PR #859, opened 2022-11-22
Bookmark manager no longer tracks per database

robsdedude:
- The experimental bookmark manager feature was changed to no longer track bookmarks per database. This effectively changes the signature of almost all bookmark manager related methods:
  - `neo4j.BookmarkManger` and `neo4j.AsyncBookmarkManger` abstract base classes: - ``update_bookmarks`` has no longer a ``database`` argument. - ``get_bookmarks`` has no longer a ``database`` argument. - The ``get_all_bookmarks`` method was removed. - The ``forget`` method was removed.
  - `neo4j.GraphDatabase.bookmark_manager` and `neo4j.AsyncGraphDatabase.bookmark_manager` factory methods:
    - ``initial_bookmarks`` is no longer a mapping from database name to bookmarks but plain bookmarks.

━━━━━━━━

Exercise instructions ▸ Write out the records again so that each line matches the original exactly.

Exercise solution ▸
PR #859, opened 2022-11-22
Bookmark manager no longer tracks per database

robsdedude:
- The experimental bookmark manager feature was changed to no longer track bookmarks per database. This effectively changes the signature of almost all bookmark manager related methods:
  - `neo4j.BookmarkManger` and `neo4j.AsyncBookmarkManger` abstract base classes: - ``update_bookmarks`` has no longer a ``database`` argument. - ``get_bookmarks`` has no longer a ``database`` argument. - The ``get_all_bookmarks`` method was removed. - The ``forget`` method was removed.
  - `neo4j.GraphDatabase.bookmark_manager` and `neo4j.AsyncGraphDatabase.bookmark_manager` factory methods:
    - ``initial_bookmarks`` is no longer a mapping from database name to bookmarks but plain bookmarks.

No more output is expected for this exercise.